| Work instruction |
Would it be possible to reproduce every entry exactly, please?
====== Available data ======
PR #1065, opened 2022-02-18
UX-777 Add small radio card variant

jonambas:
### What Changed
- Adds new `size` prop to `RadioCard` which accepts `small`
- Adds new `space` prop to RadioCard.Group` which accepts `compact`

### How To Test or Verify
- Run Libby, visit http://localhost:9001/?path=RadioCard__small-variant
- Verify the component matches the mockups: https://www.figma.com/file/kbeuqghvpagMmaLWwqszQo/Forms?node-id=260%3A268

### PR Checklist

### DIFF
--- a/packages/matchbox/src/components/RadioCard/RadioCard.tsx
+++ b/packages/matchbox/src/components/RadioCard/RadioCard.tsx
@@ -27,7 +27,7 @@ const RadioCard = React.forwardRef<HTMLInputElement, RadioCardProps>(function Ra
     onChange,
     onFocus,
     onBlur,
-    size,
+    size = 'small',
     value,
     weight = 'light',
     'data-id': dataId,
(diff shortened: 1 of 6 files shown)


packages/matchbox/src/components/RadioCard/RadioCard.tsx
```diff
@@ -51,28 +54,35 @@ const RadioCard = React.forwardRef<HTMLInputElement, RadioCardProps>(function Ra
...
               <StyledChecked size="1rem" as={RadioButtonChecked} />
             </Box>
           </Box>
           <Box flex="1" pl="300">
             <StyledHeader
               data-id="radio-card-header"
-              fontSize={fontSize}
-              lineHeight="400"
-              fontWeight="semibold"
+              fontSize={isSmall ? '200' : fontSize}
```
======
| Problem solution |
PR #1065, opened 2022-02-18
UX-777 Add small radio card variant

jonambas:
### What Changed
- Adds new `size` prop to `RadioCard` which accepts `small`
- Adds new `space` prop to RadioCard.Group` which accepts `compact`

### How To Test or Verify
- Run Libby, visit http://localhost:9001/?path=RadioCard__small-variant
- Verify the component matches the mockups: https://www.figma.com/file/kbeuqghvpagMmaLWwqszQo/Forms?node-id=260%3A268

### PR Checklist

### DIFF
--- a/packages/matchbox/src/components/RadioCard/RadioCard.tsx
+++ b/packages/matchbox/src/components/RadioCard/RadioCard.tsx
@@ -27,7 +27,7 @@ const RadioCard = React.forwardRef<HTMLInputElement, RadioCardProps>(function Ra
     onChange,
     onFocus,
     onBlur,
-    size,
+    size = 'small',
     value,
     weight = 'light',
     'data-id': dataId,
(diff shortened: 1 of 6 files shown)


packages/matchbox/src/components/RadioCard/RadioCard.tsx
```diff
@@ -51,28 +54,35 @@ const RadioCard = React.forwardRef<HTMLInputElement, RadioCardProps>(function Ra
...
               <StyledChecked size="1rem" as={RadioButtonChecked} />
             </Box>
           </Box>
           <Box flex="1" pl="300">
             <StyledHeader
               data-id="radio-card-header"
-              fontSize={fontSize}
-              lineHeight="400"
-              fontWeight="semibold"
+              fontSize={isSmall ? '200' : fontSize}
```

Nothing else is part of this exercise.